# Planing Boards With Large Voids



## FamilyMentors (Jul 5, 2018)

I have several sections of walnut with large voids I'd like to use as frames for nature photos. Asking if it is safe to run these through the planer, and f so, what methods should I use.

Two of tge voids are closed (just big hole in middle of the boards). Two are open on one edge - gap on open edge is between one and four inches depending on the board.

Thanks!


----------



## Bstrom (Aug 30, 2020)

Got a photo to show us? I've planed Cedar with rather long skinny voids and splitting areas without issue. If it doesn't look like it will splinter apart I'd imagine it's safe. Lot of variables…


----------



## AlaskaGuy (Jan 29, 2012)

+1 for a photo.


----------



## FamilyMentors (Jul 5, 2018)

> Got a photo to show us?


Here's a picture of the boards.


----------



## Sycamoray (Jun 24, 2020)

Please don't run those through powered machinery. Try handplanes which don't create missiles.


----------



## Davevand (Feb 10, 2016)

Definitely would not run those thru my planer, but I would run thru a drum sander.


----------



## corelz125 (Sep 23, 2015)

If they are just picture frames you want them the same thickness or just smooth?


----------



## FamilyMentors (Jul 5, 2018)

> If they are just picture frames you want them the same thickness or just smooth?
> 
> - corelz125


They're 4/4 and I need to take them down to about 3/4. May have to go with a plan B. I have a Stanley #4 smoother. Maybe I could do it by hand. Drum sander is not an option.


----------



## BurlyBob (Mar 13, 2012)

I agree, don't use a planer. I kind of get where your headed and those pieces need to be processed carefully to achieve what your trying to do. I also agree that a drum sander might be the best way to go. Time consuming,but using light passes, you'll get there.

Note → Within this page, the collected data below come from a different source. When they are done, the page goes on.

PR #553, opened 2024-05-01
[debug tests] increase remotetimeout for all spike-based targets

aap-sc:
Spike simulator is very demanding to CPU resources. This causes debug tests to sporadically fail on slower machines. Increasing of gdb's `remotetimeout` should get rid of such failures, unless we run the testsuite on a potato.

The only downside is that if OpenOCD is broken, tests can run longer. However, I think this is the sacrifice we can make, since execution time is not affected if everything works as expected.


aap-sc:
@en-sc , please, take a look.

@TommyMurphyTM1234 FYI

TommyMurphyTM1234:
For reference purposes:

* https://github.com/riscv-collab/riscv-openocd/issues/1049#issuecomment-2088496775

aswaterman (approved):
Seems fine to me.

PR #562, opened 2024-06-10
Add support for Zalasr unratified extension

mehnadnerd:
Based on https://github.com/riscv-software-src/riscv-tests/pull/492.
I was able to test it with my hacked-up clang/spike and makefiles, so I don't think this can be merged until my patches for them are merged.
Specification is available at https://github.com/riscv/riscv-zalasr


aswaterman:
Thanks.  Agreed we need to wait to merge it.

PR #567, opened 2024-06-20
Use Zvl/Zve to communicate VLEN/ELEN to target in debug tests

jerryz123:
Goes with https://github.com/riscv-software-src/riscv-isa-sim/pull/1701

PR #574, opened 2024-08-07
Remove `debug/test` binary file

en-sc:
The file was added by 00ab5f0dd4cf56b5a0551bc5adedf60c765d0c66 in #567. Seems like a mistake.
```
> readelf -h debug/test
ELF Header:
  Magic:   7f 45 4c 46 02 01 01 00 00 00 00 00 00 00 00 00
  Class:                             ELF64
  Data:                              2's complement, little endian
  Version:                           1 (current)
  OS/ABI:                            UNIX - System V
  ABI Version:                       0
  Type:                              EXEC (Executable file)
  Machine:                           RISC-V
  Version:                           0x1
  Entry point address:               0x1212340000
  Start of program headers:          64 (bytes into file)
  Start of section headers:          16552 (bytes into file)
  Flags:                             0x0
  Size of this header:               64 (bytes)
  Size of program headers:           56 (bytes)
  Number of program headers:         2
  Size of section headers:           64 (bytes)
  Number of section headers:         18
  Section header string table index: 17
```


jerryz123 (approved):
Oops, sorry

aswaterman (approved):
Whoops, I should’ve noticed that in review.

PR #575, opened 2024-08-07
[debug] Reserve the trigger in `HwbpManual`

en-sc:
After https://github.com/riscv-collab/riscv-openocd/pull/1111 is merged, the registers a user wishes to have direct control of should be reserved.
This is the case in `HwbpManual`.

The test still works with older OpenOCD versions, since no exception is generated when a command (`riscv reserve_trigger` in this case) is not found.


aap-sc (approved):
1. LGTM, though we should still wait till the MR is merged.
2. I think we'd better to modify testsuite to throw errors if command results in failure.

PR #55, opened 2018-01-11
th/modem_ip_iface

thom311:
Rework handling of ip-iface vs. data-port in NMModem and related.

The path tries to do two things (for NMModem):

- there should always be a clear distinction between an networking interface (ip-iface) and other identifiers, like the data port for ppp.

- rely less on interface names, but try to resolve the ifindex as early as possible. The ifindex can be used as an ID for a network link, the ifname cannot, because interfaces can be renamed. Sometimes, we get only the name from external API (like ModemManager or PPP). In this case, we should resolve the ifindex as early as possible, to minimize the time for renaming-race, and then proceed with the ifindex.

NMDevice currently has `nm_device_get_ifindex()` and `nm_device_get_ip_ifindex()`. Eventually, this should be separated, so that we don't track a control-device and a data-device in one. This branch is a small step in that direction.

Please review.

### DIFF
--- a/src/devices/wwan/nm-device-modem.c
+++ b/src/devices/wwan/nm-device-modem.c
@@ -263,17 +263,17 @@ static void
 data_port_changed_cb (NMModem *modem, GParamSpec *pspec, gpointer user_data)
 {
 	NMDevice *self = NM_DEVICE (user_data);
-	gboolean changed;
+	gboolean has_ifindex;
 
 	/* We set the IP iface in the device as soon as we know it, so that we
 	 * properly ifup it if needed */
-	changed = nm_device_set_ip_iface (self, nm_modem_get_data_port (modem));
+	has_ifindex = nm_device_set_ip_iface (self, nm_modem_get_data_port (modem));
 
 	/* Disable IPv6 immediately on the interface since NM handles IPv6
 	 * internally, and leaving it enabled could allow the kernel's IPv6
 	 * RA handling code to run before NM is ready.
 	 */
-	if (changed)
+	if (has_ifindex)
 		nm_device_ipv6_sysctl_set (self, "disable_ipv6", "1");
 }
 
--- a/src/devices/wwan/nm-device-modem.c
+++ b/src/devices/wwan/nm-device-modem.c
@@ -629,11 +629,7 @@ set_modem (NMDeviceModem *self, NMModem *modem)
 	g_signal_connect (modem, NM_MODEM_STATE_CHANGED, G_CALLBACK (modem_state_cb), self);
 	g_signal_connect (modem, NM_MODEM_REMOVED, G_CALLBACK (modem_removed_cb), self);
 
-	/* In the old ModemManager the data port is known from the very beginning;
-	 * while in the new ModemManager the data port is set afterwards when the bearer gets
-	 * created */
 	g_signal_connect (modem, "notify::" NM_MODEM_DATA_PORT, G_CALLBACK (data_port_changed_cb), self);
-
 	g_signal_connect (modem, "notify::" NM_MODEM_DEVICE_ID, G_CALLBACK (ids_changed_cb), self);
 	g_signal_connect (modem, "notify::" NM_MODEM_SIM_ID, G_CALLBACK (ids_changed_cb), self);
 	g_signal_connect (modem, "notify::" NM_MODEM_SIM_OPERATOR_ID, G_CALLBACK (ids_changed_cb), self);
@@ -706,9 +702,9 @@ nm_device_modem_init (NMDeviceModem *self)
 NMDevice *
 nm_device_modem_new (NMModem *modem)
 {
+	NMDevice *self;
 	NMDeviceModemCapabilities caps = NM_DEVICE_MODEM_CAPABILITY_NONE;
 	NMDeviceModemCapabilities current_caps = NM_DEVICE_MODEM_CAPABILITY_NONE;
-	NMDevice *device;
 	const char *data_port;
 
 	g_return_val_if_fail (NM_IS_MODEM (modem), NULL);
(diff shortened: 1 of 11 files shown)


src/devices/wwan/nm-device-modem.c
```diff
@@ -708,34 +708,23 @@ nm_device_modem_new (NMModem *modem)
...
-	                                    NM_DEVICE_MODEM_CAPABILITIES, caps,
-	                                    NM_DEVICE_MODEM_CURRENT_CAPABILITIES, current_caps,
-	                                    NULL);
-
-	/* If the data port is known, set it as the IP interface immediately */
-	data_port = nm_modem_get_data_port (modem);
-	if (data_port) {
-		nm_device_set_ip_iface (device, data_port);
-		nm_device_ipv6_sysctl_set (device, "disable_ipv6", "1");
-	}
```
bengal: I don't understand, why is this no longer needed?

thom311: My theory is, that nobody sets data-port when constructing the object. Hence, immediately after construction of the modem, the data port cannot be set. See commit ceb5c569921eb1f0b4ab66b7391e80721c7092d0.

thom311: I  addressed this concern by a follow-up commit "device: don't set NMDeviceModem's ip-iface right after constuction"

src/devices/wwan/nm-device-modem.c
```diff
@@ -743,9 +743,10 @@ dispose (GObject *object)
 {
 	NMDeviceModemPrivate *priv = NM_DEVICE_MODEM_GET_PRIVATE ((NMDeviceModem *) object);
 
-	if (priv->modem)
+	if (priv->modem) {
 		g_signal_handlers_disconnect_by_data (priv->modem, NM_DEVICE_MODEM (object));
-	g_clear_object (&priv->modem);
+		g_clear_object (&priv->modem);
```
dcbw: Don't need the if (priv->modem) anymore, do we?

src/devices/wwan/nm-modem.c
```diff
@@ -1395,6 +1405,38 @@ nm_modem_get_data_port (NMModem *self)
...
+_set_ip_ifindex (NMModem *self, int ifindex)
+{
+	NMModemPrivate *priv = NM_MODEM_GET_PRIVATE (self);
+
+	nm_assert (ifindex >= -1);
+
+	if (priv->ip_ifindex != ifindex) {
+		gboolean notify;
+
+		notify = priv->ip_ifindex > 0;
```
dcbw: This notify behavior causes crashes when the IPv4 config comes in from the ppp-manager.  This is because the NMDevice itself is "ttyUSB0" and has no ifindex yet (because it's not a netdev).  It also has no ip_ifindex yet for the same reason.  So when the ppp-manager signals NM_PPP_MANAGER_SIGNAL_IFINDEX_SET with a valid index, in this function priv->ip_ifindex == -1, and no notification is sent.  That means the parent NMDevice never gets its ip_ifindex set.

And that makes ip4_config_merge_and_apply() create a new composite NMIP4Config without an ifindex in _ip4_config_new(), and then when we go to merge addresses to this new composite config from the WWAN one, _nm_ip_config_add_obj() hits nm_assert (ifindex > 0); and we crash.

What was the motivation for gating the notification on > 0 here?

dcbw:
Besides the crashes, seems OK to me :)

src/devices/wwan/nm-modem.c
```diff
@@ -1438,6 +1435,91 @@ _set_ip_ifindex (NMModem *self, int ifindex)
...
+	           || !NM_IN_SET (ip6_method, NM_MODEM_IP_METHOD_UNKNOWN, NM_MODEM_IP_METHOD_STATIC, NM_MODEM_IP_METHOD_AUTO)
+	           || (   ip4_method == NM_MODEM_IP_METHOD_UNKNOWN
+	               && ip6_method == NM_MODEM_IP_METHOD_UNKNOWN)) {
+		g_set_error_literal (error, NM_UTILS_ERROR, NM_UTILS_ERROR_UNKNOWN,
+		                     "invalid ip methods");
+		return FALSE;
+	}
+
+	if (is_ppp) {
+		if (data_port[0] != '/') {
```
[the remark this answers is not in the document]
thom311: Ok, but then `port_speed_is_zero()` is wrong, because the cwd of  NM is undefined and it cannot call `open()` with a relative path. How do you recommend to fix this?

src/devices/wwan/nm-modem.c
thom311: The idea was, that `nm_modem_get_ip_ifindex()` always returns a value >= 0. So, when setting ip-ifindex from -1 to 0, the value doesn't appear to change from outside. Such a no-change notification should be suppressed. The condition was of course wrong, and maybe the whole intent is wrong. Added a fixup to always emit the signal.

However, odd that an ignored NM_PPP_MANAGER_SIGNAL_IFINDEX_SET signal results in an assertion failure. Need to check whether that hints to another bug... (todo)

src/devices/wwan/nm-modem.c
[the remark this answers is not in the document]
dcbw: @thom311 it'll be a TTY, so I guess we can just prepend "/sys/class/tty/" to the device name and just treat ENOENT as "port speed is zero" in port_speed_is_zero().

src/devices/wwan/nm-modem.c
dcbw: > However, odd that an ignored NM_PPP_MANAGER_SIGNAL_IFINDEX_SET signal results in an assertion failure. Need to check whether that hints to another bug... (todo)

@thom311 if there's a bug, it would be in doing any IPv4/IPv6 operations on a device that doesn't yet have an ip_ifindex.  What I had always wanted to do but never got around to was the parent/child stuff, where the ttyUSB0 NMDevice wouldn't do anything IP-related itself, but it's child ppp0 device would, and then perhaps (for compatibility) the IP4Config from the ppp0 device would be copied to ttyUSB0 only for D-Bus compat.  Same for VPNs, PPPoE, etc.  That would have removed the whole ip_iface thing since the only IP-related operations would be performed on actual netdevices.

Obviously that would also have to be paired with API changes to expose those parent/child relationships, and not all parents would get the IPConfig copied (eg WWAN would for ppp0->ttyUSB0 but bridges wouldn't necessarily for eth0->br0).  So maybe that's confusing.  But where we have split control + data interfaces (WWAN, Bluetooth, ATM/ADSL, PPPoE, etc) it might make things simpler.  Not sure...

src/devices/wwan/nm-modem.c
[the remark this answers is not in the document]
dcbw: @thom311 the path will either be (a) absolute already in which case we can just use it, or (b) not absolute but including a directory separator in which case we should error out (this would be very unexpected), or (c) bare device name eg ttyUSB0 in which case prepend and open.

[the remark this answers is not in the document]
thom311: addressed with a fixup

src/devices/wwan/nm-device-modem.c
aleksander0m: data-port was known at construct time in MM 0.6 and earlier; since MM 1.x data port is known once the modem has been connected

vhumpa:
rebuild

vhumpa:
rebuild

thom311:
merged as 0b25e302382e2ec5d68474f14e2e0545de19b2d7

PR #56, opened 2018-01-12
th/libnm_jansson

thom311:
A different approach to wrapping the libjansson symbols.

See commit cd476e4dc922f0acfd65b02639032ee67339ad95.

Preferably, we don't use any `json_*` names, and only include `<jansson.h>` in the glue code. However, defines like `json_int_t` (which depends on configure options of libjansson) and `json_error_t` (which are supposed to be stack-allocated by us), are hard to re-implement.

So, we still include `<jansson.h>` header and make use of such `json*` typedefs. However, don't use any symbols from the ABI.

cd476e4dc922f0acfd65b02639032ee67339ad95 achieved that by re-defining symbols before including the header. I think that is confusing. How about a function table instead?

### DIFF
--- a/libnm-core/nm-json.c
+++ b/libnm-core/nm-json.c
@@ -18,99 +18,134 @@
 
 #include "nm-default.h"
 
-#define NM_JANSSON_C
 #include "nm-json.h"
 
 #include <dlfcn.h>
 
-void *_nm_jansson_json_object_iter_value;
-void *_nm_jansson_json_object_key_to_iter;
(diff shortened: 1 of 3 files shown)


thom311:
I merged the first (uncontroversial?) part. Rest rebased.

thom311:
Ok, then close.

thom311:
this branch was heavilty reworked, and again proposed for merging: https://gitlab.freedesktop.org/NetworkManager/NetworkManager/-/merge_requests/559

PR #58, opened 2018-01-15
th/wifi_cleanup

thom311:
Some cleanup

also, move the netlink code to a new `nm-netlink.h` header.

We will need generic netlink for wireguard.

Please review.


bengal:
Looks good.

thom311:
merged

PR #60, opened 2018-01-15
IWD state change handling

balrog-kun:
This pull request contains part of https://github.com/NetworkManager/NetworkManager/pull/53 except the periodic scan addition which need fixing.


thom311:
the patches lgtm.

Regarding the last RFC, it seems to me that the best way for a subclass to prevent auto-activation (based on some internal state) is indeed

```
    parent_class->get_autoconnect_allowed = get_autoconnect_allowed;
```
So, also that patch lgtm.

If you could reword the commit message and rebase to master, it's good to merge IMO. Thanks

balrog-kun:
Ok, rebased the changes but somehow github shows as if I'd removed the original commits from the pull request and added new ones... not sure if this is normal.

thom311:
Merged as 14cfb3d3735227b0f3b2ead52d449ecef2252ef4

Thanks!

PR #62, opened 2018-01-22
More IWD fixes

balrog-kun:
With this I seem to be able to use NM+iwd for my daily desktop work including VPN connections.

### DIFF
--- a/src/devices/wifi/nm-device-iwd.c
+++ b/src/devices/wifi/nm-device-iwd.c
@@ -75,10 +75,12 @@ typedef struct {
 	GCancellable *  cancellable;
 	NMDeviceWifiCapabilities capabilities;
 	NMActRequestGetSecretsCallId *wifi_secrets_id;
+	guint           periodic_scan_id;
 	bool            enabled:1;
 	bool            can_scan:1;
 	bool            can_connect:1;
 	bool            scanning:1;
+	bool            scan_requested:1;
 } NMDeviceIwdPrivate;
 
 struct _NMDeviceIwd {
@@ -100,6 +102,9 @@ G_DEFINE_TYPE (NMDeviceIwd, nm_device_iwd, NM_TYPE_DEVICE)
 #define NM_DEVICE_IWD_GET_PRIVATE(self) _NM_GET_PRIVATE(self, NMDeviceIwd, NM_IS_DEVICE_IWD)
 
 /*****************************************************************************/
+
+static void schedule_periodic_scan (NMDeviceIwd *self,
+                                    NMDeviceState current_state);
 
 static void
 _ap_dump (NMDeviceIwd *self,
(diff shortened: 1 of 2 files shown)


src/devices/wifi/nm-device-iwd.c
```diff
@@ -864,6 +869,30 @@ check_scanning_prohibited (NMDeviceIwd *self, gboolean periodic)
...
+scan_cb (GObject *source, GAsyncResult *res, gpointer user_data)
+{
+	NMDeviceIwd *self = user_data;
+	NMDeviceIwdPrivate *priv = NM_DEVICE_IWD_GET_PRIVATE (self);
+	NMDeviceState state = nm_device_get_state (NM_DEVICE (self));
+	gs_free_error GError *error = NULL;
+
+	if (   !_nm_dbus_proxy_call_finish (G_DBUS_PROXY (source), res,
+	                                   G_VARIANT_TYPE ("()"), &error)
+	    && g_error_matches (error, G_IO_ERROR, G_IO_ERROR_CANCELLED))
```
thom311: `scan_cb` must not dereference `scan` before checking that the request was not cancelled. Otherwise, `self` might be a dangling pointer, and `NM_DEVICE_IWD_GET_PRIVATE (self);` and `nm_device_get_state (NM_DEVICE (self));` will lead to crash.

src/devices/wifi/nm-iwd-manager.c
```diff
@@ -648,9 +649,14 @@ static void
...
 {
 	NMIwdManagerPrivate *priv = NM_IWD_MANAGER_GET_PRIVATE (self);
+	NMManager *manager = nm_manager_get ();
 
 	priv->cancellable = g_cancellable_new ();
+
 	prepare_object_manager (self);
+
+	g_signal_connect (manager, "device-added",
+	                  G_CALLBACK (device_added), self);
```
thom311: The later commit "iwd: disconnect from NMManager signals in cleanup" should be squashed into this one.

When you connect to a signal, you commonly have to disconnect too. If you are going to disconnect later, you must be sure that the object is still alive. `nm_manager_get()` is a singleton, but during shutdown singletons are deconstructed (well, currently we leak a lot of singletons, that is a bug). If a singleton uses another singleton just for the moment, it might not need to take a reference. But if you connect and disconnect to a signal that implies that the source singleton needs to stay alive during that time.

I guess, you could use `g_signal_connect_object()`, or maybe better: add a `NMIwdManagerPrivate.manager` field that keeps a reference to the manager instance. Initialize it in `nm_iwd_manager_init()`, and use it instead of `nm_manager_get()`.

src/devices/wifi/nm-device-iwd.c
balrog-kun: Oops

src/devices/wifi/nm-iwd-manager.c
balrog-kun: Good point, let's keep a reference to NMManager. 
I think this is a fix unrelated from the gdbus workaround patch so let me just reorder the patches instead of squashing them.

vhumpa:

thom311:
Looks good to me. Sorry for the long delay.

Rebased on master (without conflicts) and merged as 873be8a37a31411a6b655b6fe35b4fc46158bcf7

Thanks!

PR #63, opened 2018-01-31
th/ifcfg_simple_dbus

thom311:


vhumpa:
Heya Thomas, please disregard the 'default' check result, I've just created a trigger for pull requests here and it isn't yet finished coding. Disabled that until done. It's good to see the triggering works though.

vhumpa:
rebuild

vhumpa:
rebuild

vhumpa:
rebuild

thom311:
arguably, I ended up not using `NM_UNCONST_PTR()` and `NM_UNCONST_PPTR()`, and they are only in an intermediate step. That was, because originally I wanted to do it that way, but later I change it further.

It's still keep these commits, because `NM_UNCONST_PTR()` does something I find (unfortunately) lacking in C: a form of C++'s const_cast<>().

thom311:
@bengal better now?

thom311:
merged to master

When you get done you have got to post the results. I bet they will be amazing.


----------



## Foghorn (Jan 30, 2020)

Very cool looking wood but those are way beyond voids. You've already been given the best info IMO.


----------



## Loren (May 30, 2008)

I would consider "celebrating" the saw marks rather than messing around with trying to make polished looking surfaces. Test some varnish on the lightly sanded wood and you may find you like the way it looks.

Try to plane one if you want. Stand clear and let us know what happens. I don't really expect an explosion of splinters or a busted planer but I just don't know. I have planed parts with another part glued on taht wasn't the same length so it's possible the planer might handle it without a fuss.


----------



## corelz125 (Sep 23, 2015)

The #4 would work pretty good in this case. The boards aren't very wide or long


----------



## pottz (Sep 15, 2015)

yeah a drum sander would be ideal,if you have one.some of the "voids" are bigger than the whole board.id just hand sand them smooth id thats what you want.please post pid's of the finished project.


----------



## oldnovice (Mar 7, 2009)

Those are not *voids*, those are *avoids* with a planer!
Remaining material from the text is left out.